PR #3894, opened 2017-06-26
Add mobile section to project builder - the do-over

rogerhutchings:
Replaces #3749, as it saves having to ask Robin to make changes to her fork!

Adds the mobile section into the project builder, addressing the items @wgranger picked up on in his review of the original PR. I've also rewritten the test suite to be more BDD-like, and remove a lot of the code duplication.

# Review Checklist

———

Only the lines from the one containing "Replaces #3749, as" through the last line of the entries above should be copied, exactly as written.

## Exercise result
Replaces #3749, as it saves having to ask Robin to make changes to her fork!

Adds the mobile section into the project builder, addressing the items @wgranger picked up on in his review of the original PR. I've also rewritten the test suite to be more BDD-like, and remove a lot of the code duplication.

# Review Checklist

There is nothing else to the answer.